To do: For each line of the data below that holds "opened", copy the line.

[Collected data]
------------------------------

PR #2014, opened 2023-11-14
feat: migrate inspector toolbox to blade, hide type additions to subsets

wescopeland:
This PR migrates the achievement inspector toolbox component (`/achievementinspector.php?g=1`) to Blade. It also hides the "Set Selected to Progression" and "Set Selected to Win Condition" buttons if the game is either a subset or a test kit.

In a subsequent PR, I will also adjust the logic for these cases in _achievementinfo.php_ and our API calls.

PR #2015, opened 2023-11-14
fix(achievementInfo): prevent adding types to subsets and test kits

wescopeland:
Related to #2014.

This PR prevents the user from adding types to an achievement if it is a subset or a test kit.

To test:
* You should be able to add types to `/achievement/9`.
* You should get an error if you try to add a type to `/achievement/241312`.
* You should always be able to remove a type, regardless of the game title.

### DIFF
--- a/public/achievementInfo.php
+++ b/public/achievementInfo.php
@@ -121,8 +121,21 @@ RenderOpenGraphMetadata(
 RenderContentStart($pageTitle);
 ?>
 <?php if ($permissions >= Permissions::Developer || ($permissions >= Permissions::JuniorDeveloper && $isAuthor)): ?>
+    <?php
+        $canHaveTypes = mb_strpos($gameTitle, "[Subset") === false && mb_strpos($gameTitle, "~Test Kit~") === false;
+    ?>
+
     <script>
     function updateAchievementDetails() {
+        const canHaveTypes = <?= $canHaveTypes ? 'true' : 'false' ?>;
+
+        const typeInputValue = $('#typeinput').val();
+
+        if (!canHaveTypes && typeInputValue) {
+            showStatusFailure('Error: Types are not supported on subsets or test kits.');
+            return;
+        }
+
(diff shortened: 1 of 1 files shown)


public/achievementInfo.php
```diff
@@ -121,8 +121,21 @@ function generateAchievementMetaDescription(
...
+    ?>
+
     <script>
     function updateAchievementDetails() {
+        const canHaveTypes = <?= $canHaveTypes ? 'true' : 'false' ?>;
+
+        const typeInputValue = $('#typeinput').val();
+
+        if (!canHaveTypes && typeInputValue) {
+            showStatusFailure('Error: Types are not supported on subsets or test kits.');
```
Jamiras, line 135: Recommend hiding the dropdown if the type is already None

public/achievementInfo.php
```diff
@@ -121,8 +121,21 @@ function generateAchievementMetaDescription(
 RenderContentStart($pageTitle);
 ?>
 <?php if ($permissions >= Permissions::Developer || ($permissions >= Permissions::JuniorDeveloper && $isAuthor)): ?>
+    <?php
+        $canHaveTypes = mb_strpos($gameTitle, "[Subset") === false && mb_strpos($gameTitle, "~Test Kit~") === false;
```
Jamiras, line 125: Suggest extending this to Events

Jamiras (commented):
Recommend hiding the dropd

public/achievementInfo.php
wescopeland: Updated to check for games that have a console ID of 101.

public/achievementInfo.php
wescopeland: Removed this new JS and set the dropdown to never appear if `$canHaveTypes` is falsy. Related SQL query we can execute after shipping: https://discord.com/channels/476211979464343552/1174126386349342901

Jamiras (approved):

------------------------------

Task answer:
PR #2014, opened 2023-11-14
PR #2015, opened 2023-11-14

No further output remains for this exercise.